Software life cycle, project life cycle, product life-cycle difference

Software life cycle typically includes the following phases:

1 software program and feasibility study (problem definition, feasibility study)
needs analysis
3 software design (preliminary design and detailed design)
4 program code
5 software test
run and maintenance 6

Possible cross-cutting between stage 1 of the project life cycle, and the product life cycle stages usually do not cross each other;

Project life cycle: the initial project -> project -> Project Execution Control -> end of the project;
the product life cycle: the investment period -> growing -> saturation period -> recession;

2. The end of the project life cycle and the end of the product life cycle different;

The last project is the end of the process are summarized;
the end product is the final product of death;

3. project life cycle may include multiple product life cycles;

A product's life cycle may include a plurality of the project life cycle, product life cycle is longer than the project life cycle.

A typical product life cycle can generally be divided into four stages, namely investment, growth, and saturation of recession

1. The investment period. ** new products to market, will enter the investment period. ** In this case, customers do not understand the product, the pursuit of novelty only a small number of customers may purchase, sales volume is very low. To expand the market, it requires a lot of marketing costs, product publicity. At this stage, due to technical reasons, the product can not be mass-produced, thus high costs, slow sales growth, corporate profits, instead of getting, but may be a loss. Products also be further improved.

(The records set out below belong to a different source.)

PR #767, opened 2026-07-07
Align bridge env config loading behavior

eamsden:
## What was changed
Pass empty `OverrideEnvVars` through to bridge environment config loading instead of treating an empty override dictionary as unset.

## Why?
This keeps bridge config-loading behavior aligned with other SDKs and lets an explicit empty override suppress the process environment. This PR was split out from `ea/aws-lambda` so the `EnvConfig.cs` change can be reviewed independently.

## Checklist

1. Closes N/A

2. How was this tested:
Not run; branch split only.

3. Any docs updates needed?
No.

### DIFF
--- a/src/Temporalio/Bridge/EnvConfig.cs
+++ b/src/Temporalio/Bridge/EnvConfig.cs
@@ -24,7 +24,7 @@ namespace Temporalio.Bridge
 
             try
             {
-                var envVarsRef = options.OverrideEnvVars?.Count > 0
+                var envVarsRef = options.OverrideEnvVars != null
                     ? scope.ByteArray(JsonSerializer.Serialize(options.OverrideEnvVars))
                     : ByteArrayRef.Empty.Ref;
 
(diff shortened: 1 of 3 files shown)


src/Temporalio/Bridge/EnvConfig.cs
```diff
@@ -24,7 +24,7 @@ internal static class EnvConfig
 
             try
             {
-                var envVarsRef = options.OverrideEnvVars?.Count > 0
+                var envVarsRef = options.OverrideEnvVars != null
```
jmaeagle99: This is _technically_ a breaking change, even if the comments on the `OverrideEnvVars` property were correct on the intended behavior. This very minor breaking change needs to be docuemnted in the changelog and the PR title updated with a :boom:.

jmaeagle99: And since this is changing a behavior, a small test would be warranted, if possible.

jmaeagle99 (approved):
Approving, but please update the changelog at the very least.

src/Temporalio/Bridge/EnvConfig.cs
jmaeagle99: While the vast majority of the env application is done in core, the marshaling decision is owned by the .NET side. Making a test for this might prove difficult because calling `Environment.SetEnvironmentVariable` will not have observable result in core; the environment block is loaded by the .NET runtime once and mutated in memory in the .NET runtime without being reflected into the native process environment.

2. growing. At this time customers are already familiar with the product, a large number of new customers started buying, the market gradually expanded. Mass production of products, production costs are relatively lower, the company's sales increased rapidly, profits are growing rapidly. See profitable competitors, we will have entered the market to compete, so that similar products increased supply, prices fall, corporate profit growth is slowing, and finally reach the highest point of the life cycle profit.

3. saturation period. Market demand is becoming saturated, potential customers have been very few sales slow growth until the turn to fall, marking the product entered a mature stage. At this stage, gradually intensified competition, lower product prices, increased promotional costs, corporate profits decline.

4. recession. With the development of science and technology, new products or new substitute appearance, will make the customer's consumption habits change, turn to other products, so that sales and profits of the original product's rapid decline. Thus, the product has entered a recession.